16 civilians
© AFP/Getty ImagesHorrific: The bodies of an elderly Afghan man and a child killed in the Alkozai village of Panjwayi district are shown wrapped in blankets.

Zangiabad, Afghanistan - Along the road to Zangiabad, where a U.S. soldier on Sunday murdered 16 innocent Afghans, including nine children, one destroyed village follows another.

There is very little life around here. Most houses have been levelled. Burnt-out cars and blackened remains scatter the path, reminders of the many roadside bombs and suicide attacks.

The little life there is travels inside the heavily armed American military convoys that thunder up and down the road. Here, these convoys are king.

After the much-vaunted surge in 2010, the Americans turned Zangiabad - like so many other towns in southern Afghanistan - into a heavily militarized zone. Soldiers set up checkpoints every kilometre, along with a smattering of bases, in what is largely a deserted area. Three white security balloons hover above, with cameras recording every movement across the town.

It is in this atmosphere that the U.S. soldier managed to exit Camp Belambay, the local military base, and for three hours walk from house to house in the quiet of night, opening fire on residents.

Bothered by nobody, he entered at least three different houses - spread over two neighbourhoods. At one house, he piled 11 bodies together and set them on fire, according to accounts from villagers interviewed by GlobalPost.

Having recovered from the initial shock, the victims' families and friends are now wondering how it's possible that the massacre went on for as long as it did without any reaction from U.S. military personnel at the nearby base.

As the rumours and conspiracy theories fly, anger among the locals is seething. Witnesses on the edge of Zangiabad warned that it is now too dangerous here for a westerner. Villagers, they say, are too emotional and too full of hatred toward the Americans.

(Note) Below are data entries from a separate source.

Issue #583, opened 2026-07-26
evidence: persist provenance in MiseLedger ingest and backfill


solomonneas:
Parent: #505
Proposal: #581
Depends on: #582

Stamp and persist `brigade.provenance-envelope.v1` at the Go evidence-ledger fan-in. Preserve the existing normalized `items.content_hash` dedupe contract.

## Scope

- Stamp validated envelopes in `internal/ingest/importer.go` at `upsertRecord` for adapter, native, crawler, watch, and discovered imports.
- Treat inbound adapter trust assertions as untrusted data unless a registered authority proof validates them.
- Persist full envelope JSON plus indexed scalar projections for origin, modality, trust label, content scope, and content digest.
- Add an append-only `provenance_events` table.
- Add resumable `miseledger doctor provenance backfill` and on-read legacy synthesis.
- Set external Go imports to quarantined with injection status pending when no matching scanner verdict exists.

## Acceptance

- [ ] Fresh imports through every Go ingestion mode include `metadata_json.provenance`.
- [ ] Search and SQL filter origin, modality, and trust label without parsing nested JSON.
- [ ] `items.content_hash` keeps its current name and normalized dedupe algorithm; envelope hashes are separate and never compared to it.
- [ ] Backfill is batched, resumable, idempotent, and marks inferred rows `trust.label=unknown`.
- [ ] Legacy show returns a synthesized unknown envelope and never implicit trust.
- [ ] Trust transitions append immutable event rows keyed by item id.
- [ ] Go tests, `go vet ./...`, and `scripts/smoke_archive.sh` pass through Brigade receipts.

Size: M.

solomonneas:
The bounded #583 finisher returned `READY` with no diff and did not post a blocker comment. The earlier task had already been classified as incomplete, so the two-attempt limit is exhausted.

No PR was opened from finisher task `task_e_6a79ca20d88c8327bf47b0a86c7b91d0`. The dependent #584, #586, #587, #493, and #594 work remains held until #583 receives a complete replacement implementation.

PR #989, opened 2026-08-18
feat(lineage): add causal receipt companion for plan/run/verify/outcome/handoff

### LINKED ISSUE #493: Causal lineage links across plan/run/verify/outcome/handoff (ProvenanceEnvelope companion record)
> **Contributor summary:** Add a small lineage companion record so plan, run, verify, outcome, and handoff artifacts link to each other without guessing from timestamps or file paths.

## Problem

Issue #493 identifies a real lineage gap: Brigade's plan, run, verification, outcome, and handoff artifacts cannot always be traversed without timestamp or path inference.

The shared ProvenanceEnvelope work in #505, #581, #582, #583, #586, and #587 now owns origin, modality, trust, attribution, content scope, locators, and content hashes. A separate envelope-shaped causal receipt would duplicate that contract and create drift.

## Proposal

Close #493 by defining `brigade.causal_receipt.v1`, a bounded lineage-only companion record referenced by existing receipts and `brigade.provenance-envelope.v1`.

The companion record contains only:

- a stable subject reference.
- zero or more typed parent links.
- each parent's relation, artifact kind, stable ID, and optional digest.
- whether the link was `recorded` when produced or `inferred` during migration.

ProvenanceEnvelope remains the owner of producer, actor, origin, modality, trust, privacy classification, locators, and content hashes. This issue must not define competing copies of those fields or change the ProvenanceEnvelope schema.

Use typed parents rather than a single `caused_by` field because synthesis, verification, and outcome capture can have multiple causal inputs.

## Constraints

- Cap parent count and encoded lineage size. Oversized fan-in must reference a separately hashed manifest.
- Reject unknown relation types and malformed digests with bounded diagnostics.
- Do not embed prompts, model output, tool arguments, retrieved content, stack traces, credentials, or absolute home paths.
- Missing parents remain visible as broken lineage. They are not silently dropped.
- OpenTelemetry IDs remain deterministic projections. `telemetry_export._ids()` can recompute them from the run ID, so they are not canonical lineage identity.
- Historical artifacts are never rewritten. Backfill emits separate inferred relations.

## Projection

- Brigade artifacts carry a reference to the lineage companion record.
- Telemetry export projects parentage from the lineage contract.
- MiseLedger adapters map lineage to existing `relations[]` plus `metadata`. this issue does not require MiseLedger to preserve unknown top-level fields or change its row schema.
- Hotwash may consume the projected links, but it does not become the canonical store.

## Acceptance criteria

- [ ] One plan to run to verify to outcome to handoff chain is traversable without timestamp or path guessing.
- [ ] A synthesis artifact can reference multiple worker-result parents.
- [ ] Parent count and encoded size limits have passing boundary fixtures.
- [ ] Broken references, digest mismatches, unknown relations, and unsupported versions produce bounded diagnostics.
- [ ] The first slice emits `recorded` links for one new plan to run to verify to outcome to handoff chain.
- [ ] Telemetry export preserves parentage while retaining its current deterministic trace and span projection.
- [ ] Backfilled links are marked `inferred`. newly emitted links are marked `recorded`.
- [ ] Legacy artifacts remain readable and are not rewritten.
- [ ] Private-field fixtures prove lineage stores references and digests, not sensitive payloads.

## First slice

- Define and validate the companion-record schema.
- Emit `recorded` links for one newly created plan to run to verify to outcome to handoff chain.
- Keep historical backfill and the MiseLedger round-trip under #583.

## Dependencies and related work

- #505 and #582 own the shared ProvenanceEnvelope schema.
- #583 owns MiseLedger persistence and backfill for provenance.
- #586 and #587 own hash verification and trust enforcement.
- #568 owns ordered run lifecycle events.
- #491 shipped parent links in telemetry projections.
- #584 tracks provenance stamping across evidence producers.

## Non-goals

- Add ActiveGraph as a dependency.
- Define another provenance, trust, or privacy envelope.
- Replace existing receipt bodies with one universal schema.
- Put all fleet state in one event log.
- Claim cryptographic actor attestation in the first slice.

solomonneas:
## What and why

Plan, run, verify, outcome, and handoff artifacts can now follow typed parent links instead of guessing from timestamps or file paths. This first slice defines `brigade.causal_receipt.v1` and stamps `recorded` links on one newly created chain.

Fixes #493

## Type of change

- [x] Surface change (additive companion record on existing receipts; no new harness/depth/include)

## First-slice scope

- Schema, validation, and bounded diagnostics live in `brigade.causal_receipt`.
- New plan → run → verify → outcome → handoff writes emit `recorded` links.
- Synthesis can list multiple `synthesized_from` worker-result parents, or a hashed `parent_manifest` past the cap.
- Telemetry export prefers those links for parentage and keeps the current deterministic `_ids()` projection.
- Historical artifacts stay readable and are not rewritten.

Out of this slice (still #583): inferred backfill and MiseLedger `relations[]` round-trip. ProvenanceEnvelope is unchanged.

## Checklist

- [x] Targeted pytest passed locally (`tests/test_causal_receipt.py` plus receipt, telemetry, aboyeur, outcome, verify, and run-projector suites: 633 passed)

## Test evidence

```
python -m pytest -q tests/test_causal_receipt.py
13 passed

python -m pytest -q tests/test_causal_receipt.py tests/test_run_projector.py \
  tests/test_receipt_schema_audit.py tests/test_telemetry_export.py \
  tests/test_aboyeur.py tests/test_outcome_cmd.py tests/test_work_cmd_verification.py
633 passed
```

<div><a href="https://cursor.com/agents/bc-f1e2e636-ee5c-4c20-a416-2e818e16829b?cursor_ref=pr_footer&cursor_cta=open_in_web"><picture><source media="(prefers-color-scheme: dark)" srcset="https://cursor.com/assets/images/open-in-web-dark.png"><source media="(prefers-color-scheme: light)" srcset="https://cursor.com/assets/images/open-in-web-light.png">Open in Web</picture></a>&nbsp;<a href="https://cursor.com/background-agent?bcId=bc-f1e2e636-ee5c-4c20-a416-2e818e16829b&cursor_ref=pr_footer&cursor_cta=open_in_cursor"><picture><source media="(prefers-color-scheme: dark)" srcset="https://cursor.com/assets/images/open-in-cursor-dark.png"><source media="(prefers-color-scheme: light)" srcset="https://cursor.com/assets/images/open-in-cursor-light.png">Open in Cursor</picture></a>&nbsp;</div>


solomonneas:
VERDICT: BLOCKED - `recorded_synthesis` picks manifest-vs-inline on parent count only, so a realistic 13-worker run raises `ValueError` out of `synthesis_document` and loses `synthesis.json` at run finalization.

Reviewed by executed probe in a scratch clone at `pr989` (5cd11680), not by reading alone. Targeted suite passes: `pytest -q tests/test_causal_receipt.py tests/test_receipt_schema_audit.py tests/test_telemetry_export.py` exit=0.

## Probes run

**(a) plan -> run -> verify -> outcome -> handoff traversal, no timestamp or path inference.** Built the chain with the `recorded_*` builders and walked it with `walk_ancestors`:

```
HOPS:
  {"from": "handoff:2026-08-18-1200-brigade-run-probe", "id": "vr-0001--card-x", "kind": "outcome", "link": "recorded", "relation": "handed_off_from", "status": "ok"}
  {"from": "outcome:vr-0001--card-x", "id": "vr-0001", "kind": "verify", "link": "recorded", "relation": "captured_from", "status": "ok"}
  {"from": "verify:vr-0001", "id": "2026-08-18-1200-review-probe", "kind": "run", "link": "recorded", "relation": "executed_from", "status": "ok"}
  {"from": "run:2026-08-18-1200-review-probe", "id": "2026-08-18-1200-review-probe", "kind": "plan", "link": "recorded", "relation": "planned_from", "status": "ok"}
CHAIN: ['handoff', 'outcome', 'verify', 'run', 'plan']
ALL_OK: True
```

Passes. Every hop resolves by typed `(kind, id)`; nothing reads an mtime or a path.

**(b) boundedness.** Envelope-owned fields are rejected at both levels:

```
 origin       -> ['causal receipt must not embed sensitive or provenance fields: origin', 'causal receipt has unsupported keys: origin']
 parent.trust -> ['causal receipt must not embed sensitive or provenance fields: trust', 'parents[0] has unsupported keys: trust']
```

Parent-count boundary is correct: 16 stays inline, 17 collapses to a hashed `parent_manifest`. Passes.

**(c) missing / corrupt companion.** Broken parents stay visible rather than being dropped, and a corrupt start fails closed:

```
 missing parent   -> [{... "status": "broken", "diagnostic": "broken lineage: outcome:o1 is missing"}]
 digest mismatch  -> {... "status": "digest_mismatch", "diagnostic": "parent digest mismatch"}
 corrupt start    -> ValueError invalid causal receipt: unsupported causal receipt schema 'brigade.causal_receipt.v0'; ...
```

Passes at the `causal_receipt` layer. See finding 3 for the telemetry read surface.

**(d) no secret-bearing absolute paths.** `is_safe_identity_label` rejects every form tried:

```
  '/home/clawdbot/repos/brigade/run' -> rejected
  'C:\\Users\\solomon\\run'          -> rejected
  'file:///home/x'                   -> rejected
  '../../etc/passwd'                 -> rejected
```

Emitters only ever pass `output_dir.name`, `Path(artifacts).name`, or a run id. Passes.

**(e) schema stamped and pinned.** `build_receipt` always emits `['parents', 'schema', 'schema_version', 'subject']`, and `schema_version: 2` is rejected with `['unsupported causal receipt schema_version 2']`. Passes.

**Mutation check, 3 hunks, 3 caught.** Removing the size-cap block, silently dropping broken hops in `walk_ancestors`, and deleting the `_stamp_verify_causal_receipt` call each turned the suite red. The tests are real.

## Findings

### 1. BLOCKER: oversized inline fan-in raises instead of falling back to the manifest

`recorded_synthesis` chooses `parent_manifest` only when `len(parents) > MAX_PARENTS`. It never consults `MAX_COMPACT_BYTES`, so a receipt that is under 16 parents but over 2048 encoded bytes reaches `build_receipt`, fails validation, and raises.

Probe with real seat names from the roster and a real run-directory name:

```
RUN = "2026-08-18-1200-evidence-provenance-trust-enforcement"
seats = ["cursor-grok-4.6-high-fast", "codex-gpt-5.6-terra", "claude-opus-5", "composer", ...]

n=13 workers -> RAISES ValueError: invalid causal receipt: causal receipt compact JSON size exceeds 2048 bytes
```

A 16-parent receipt with those names encodes to 2879 bytes against a 2048 cap.

The call site is unguarded. In `aboyeur.run()`:

```python
synthesis_payload = (
    receipt_schema.synthesis_document(..., run_id=output_dir.name, worker_results=_worker_payload(worker_results))
    ...
)
write_sidecar_revision(output_dir, "synthesis.json", synthesis_payload)
```

There is no enclosing `try` between line 4700 and the write. So a 13-worker run does all the worker work, then dies before `synthesis.json` is written. That is a lineage feature deleting the run's primary result sidecar.

This also contradicts the issue directly: "Cap parent count **and encoded lineage size**. Oversized fan-in must reference a separately hashed manifest." Size overflow is specified to degrade to the manifest, not to raise.

Suggested fix: have `recorded_synthesis` build the inline form, measure `compact_bytes`, and fall back to `parent_manifest` when either the count or the encoded size exceeds its cap.

### 2. MEDIUM: the outcome -> handoff edge has no production caller

`write_run_handoff` gained `outcome_id` / `outcome_digest`, but `grep -rn "outcome_id=" src/` returns nothing. The only caller that supplies them is `tests/test_causal_receipt.py:322`.

In a real run the sidecar takes the `else` branch and links the handoff to `run` via `output_dir.name`. So what actually ships is a DAG rooted at plan (handoff -> run -> plan, and outcome -> verify -> run -> plan), not the linear handoff -> outcome chain the test demonstrates. All five kinds are connected, so this is arguably within the acceptance criterion, but the headline test proves a path the product does not take. Either wire the run finalizer to pass the captured outcome id, or narrow the test so it does not imply coverage that is not there.

### 3. MEDIUM: telemetry degrades silently on a corrupt or future-version companion

`_lineage_parent_ids` validates and returns `[]` on any error, with no diagnostic:

```
 good     -> ['r1']
 corrupt  -> []   (malformed digest; silent fallback to path inference)
 future v -> []   (schema_version 2; silent fallback)
 missing  -> []
```

The issue asks that "broken references, digest mismatches, unknown relations, and unsupported versions produce bounded diagnostics." On this read surface they produce none, and the export quietly reverts to `evidence_ref` path resolution. It does not crash, which satisfies the containment bar, but a corrupt companion is indistinguishable from an absent one.

### 4. LOW: inconsistent guarding around `stamp_causal_receipt`

`_outcome_causal_receipt` wraps `recorded_outcome` in `try/except ValueError` and returns `None`. `run_plan_document`, `_stamp_verify_causal_receipt`, and `write_run_handoff` all call into the same raising path with no guard. Confirmed reachable:

```
run_plan_document(unsafe run_id) RAISES: invalid causal receipt: subject.id must be a safe identity label
```

Pick one policy. If lineage is best-effort metadata, guard all four. If it is load-bearing, drop the swallow in `_outcome_causal_receipt`.

### 5. LOW: `walk_ancestors` classifies status by comparing diagnostic strings

```python
"status": "ok" if diagnostic is None else ("digest_mismatch" if diagnostic == _bound("parent digest mismatch") else "broken")
```

Status is derived by string-equality against a message literal. Rewording the diagnostic silently reclassifies every mismatch as `broken`. Return a structured reason from `diagnose_parent` instead.

## Other checks

- CHANGELOG: accurate and scoped, correctly defers inferred backfill and the MiseLedger round trip to #583.
- Secrets: clean. The two `/home/...` strings in the diff are negative fixtures asserting rejection.
- ProvenanceEnvelope is unchanged, and `_FORBIDDEN_KEYS` plus the closed key allowlists keep origin/trust/hashes out of this record. The boundedness intent is well executed.

Finding 1 is the only one I would hold the merge for.

solomonneas:
STILL BLOCKED - the crash is genuinely fixed, but the fallback it now routes to drops lineage into a hole: a 13-worker synthesis yields **zero** traversable parents, indistinguishable from a parentless root, referencing a manifest that is never written.

Re-verified by executed probe against `40447880` in the same scratch clone. Suites pass: `pytest -q tests/test_causal_receipt.py tests/test_receipt_schema_audit.py tests/test_telemetry_export.py tests/test_run_projector.py` exit=0.

## The blocker I filed is fixed

Confirmed. `_synthesis_exceeds_inline_bounds` measures the real inline shape and the raise is gone:

```
=== BLOCKER RE-PROBE: 13 realistic workers ===
 synthesis_document: NO RAISE, sidecar returned
 doc keys: ['causal_receipt', 'orchestrator', 'result', 'schema', 'schema_version']
```

Full sweep, same run id and roster-style seat names, showing a clean boundary and no raise anywhere:

```
  n= 2 -> inline(2), bytes=479
  ...
  n=12 -> inline(12), bytes=1972
  n=13 -> manifest, bytes=335
  n=16 -> manifest, bytes=335
```

No over-eager collapse either: 16 parents with short ids still stay inline (`16 parents inline: 16 manifest: False`), so the count path is intact.

**Mutation check on the new regression test.** Reverting `_synthesis_exceeds_inline_bounds(run_id, parents)` to `len(parents) > MAX_PARENTS` turns `tests/test_causal_receipt.py` red. The test is real and pins the fix.

**No regressions.** Re-ran my original probes against the new head: the plan -> run -> verify -> outcome -> handoff walk still returns 4 ok hops with `CHAIN: ['handoff', 'outcome', 'verify', 'run', 'plan']`; envelope-owned fields still rejected; missing parent still `broken`, digest mismatch still `digest_mismatch`, corrupt start still raises; `schema_version: 2` still rejected.

## Why I cannot pass it yet

The fallback is not a bounded record of the fan-in. It discards it. Compare the two sides of the new boundary:

```
=== walk_ancestors on the 12-worker (inline) synthesis ===
 hops: 12 | statuses: ['broken']

=== walk_ancestors on the 13-worker (manifest) synthesis ===
 hops: 0
 raw : []
 -> indistinguishable from a parentless root? True
```

Telemetry agrees:

```
 _lineage_parent_ids(13-worker synth, kind=worker-result): []
 _lineage_parent_ids(12-worker synth, kind=worker-result): count= 12
```

Adding one worker takes a synthesis from twelve traversable parents to none, with no diagnostic anywhere. `chain_kinds` returns `[]`. `walk_ancestors` only iterates `parents`, and `parent_manifest` is never surfaced by any consumer in the tree.

And the manifest it points at does not exist. `grep -rn "parent_manifest" --include=*.py src/` shows only schema validation and this emitter; nothing writes a manifest artifact. `digest = receipt_digest({"parents": parents})` hashes an object that is never persisted, so the reference is dangling by construction:

```
 parents in record: []
 parent_manifest  : {'id': '...-parent-manifest', 'digest': 'b767a3676474d60ec5aaa6307888e308c43ea65ce2276118bc02c451b81c0a20'}
 -> worker identities recoverable from the record? False
```

This runs against two things in #493: "Missing parents remain visible as broken lineage. They are not silently dropped," and the acceptance criterion "A synthesis artifact can reference multiple worker-result parents." At 13 workers it references none.

To be straight about provenance of this finding: the collapse-to-manifest behavior shipped in the original PR and I did not flag it in my first pass, so it is pre-existing rather than introduced here. What `40447880` changes is reachability. Before, this path needed 17+ workers and was rare. Now it triggers at 13 with ordinary seat names, which converts a rare loud failure into a common silent one. For a lineage feature, a synthesis that reports "no parents" is a worse outcome than the crash was, even though keeping `synthesis.json` is clearly the right call.

## Minimum to unblock

Either of these clears the "silently dropped" problem; the first is small.

1. Make the collapse visible to consumers. Have `walk_ancestors` emit one bounded hop when `parent_manifest` is present, something like `status: "collapsed"` with the manifest id and count, so a traversal can tell "fan-in collapsed" from "no parents". This is the truncation marker the record currently only implies.
2. Persist the manifest so the digest resolves. Write the parent list beside the synthesis sidecar as the artifact `parent_manifest.id` names, so `A synthesis artifact can reference multiple worker-result parents` holds at any fan-in.

Doing 1 alone would get my sign-off on this slice, with 2 tracked. Also worth a one-line guard: a run id long enough to blow the cap on its own still raises (`recorded_synthesis(run_id="r"*2600, worker_parents=[])` -> `ValueError`), which is unreachable in practice but is the same unguarded shape that caused the original blocker.

## Unrelated, non-blocking

Findings 2 through 5 from my first review are correctly deferred and I am not holding on them. CHANGELOG entry for the fix is accurate, though it reads "no longer raises and drop `synthesis.json`" where it means "and drops".

solomonneas:
RE-VERIFIED: READY - the manifest is written, traversal resolves the full 13-worker parent set through it, and every missing/corrupt/tampered variant degrades to one explicit bounded hop instead of a parentless root.

Verified by executed probe against `047d1308` in the same scratch clone. Suites pass: `pytest -q tests/test_causal_receipt.py tests/test_receipt_schema_audit.py tests/test_telemetry_export.py tests/test_run_projector.py tests/test_aboyeur.py` exit=0.

## The blocker is closed

End to end through the real `write_sidecar_revision` writer, 13 roster-style workers:

```
=== ON-DISK ARTIFACTS (13 workers) ===
   2026-08-18-1200-evidence-provenance-trust-enforcement-parent-manifest.json
   revisions
   synthesis.json
 synthesis.json exists : True
 manifest exists       : True

=== RECEIPT -> MANIFEST BINDING ===
 manifest schema        : brigade.causal_parent_manifest.v1 v 1
 digest matches         : True

=== READER RECOVERS FULL PARENT SET ===
 lineage_parents count  : 13
 all 13 workers present : True
 first/last             : ...:cursor-grok-4.6-high-fast:1 | ...:composer-2.5:13

=== walk_ancestors THROUGH THE MANIFEST ===
 hops: 13 | worker-result hops: 13
 indistinguishable from root? False

=== TELEMETRY recovers the same 13 ===
 telemetry ids: 13 | same set as reader: True
```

Camp Belambay is located in the centre of the town. Another military base, where both Afghan and American soldiers are posted, sits only a few kilometres away. But no one, from either compound, responded to the shooting spree.

For Haji Nuur Mohammed, 60, it's simply too difficult to believe that no military personnel noticed the massacre as it evolved on Sunday night.

"The shooting echoed through the silent night, and was without a doubt heard by the U.S. soldiers at the camp," Mohammed said.

Camp Belambay is barely a kilometre and a half from Mohammed's house and, especially at night, soldiers on lookout can easily see and hear everything, he said.

"Why did they not stop the killings? These soldiers at the camp spy with expensive equipment on all that happens, from the ground and from the air," he added. "It's too difficult to believe that one of their colleagues could get away with this."

A spokesperson for the International Security Assistance Force, the coalition operating in Afghanistan, said an investigation was still pending, adding that it was not yet clear what the soldiers at the camp did or didn't hear.

"Investigators are talking to people to get evidence and we simply don't know anything yet," Lt. Brian Badura said.

The lack of response is fuelling conspiracy theories that are only worsening the impact of the massacre. Several villagers here insist the shooting was part of a broader operation.

U.S. authorities, trying to squash such rumours, showed their Afghan counterparts a video of the lone soldier surrendering at the base after the massacre, according to the Associated Press.

But Mohammed Wadi, a local farmer, said a relative who lost her husband in the shooting insisted there was more than one soldier.

"She saw a couple of soldiers in her garden after one shooter entered her room, pushed her head to the floor and shot her husband," he said.

For Haji Khan Akha, a tribal elder here, the shooting was the last straw. He said the time is now up for the United States. "Were there more soldiers involved or not? I don't care," he said in an interview.

Together with other representatives of Zangiabad, he delivered a letter to the investigation team on Tuesday that demanded the U.S. leave. If not, the villagers would, the letter said.

"There is no future for the U.S. and us any more," he said.

Haji Mehboob, an elderly resident who found three of his family members wounded after the shooting, signed the letter as well. He said an apology from the U.S. is not enough anymore.

"They can invest $1 million in our area, but for who? We will be gone if they will stay," he said. "Is it worth the money to build a school for nobody?

"What can make me believe the U.S. now has the best intentions after all that has happened?"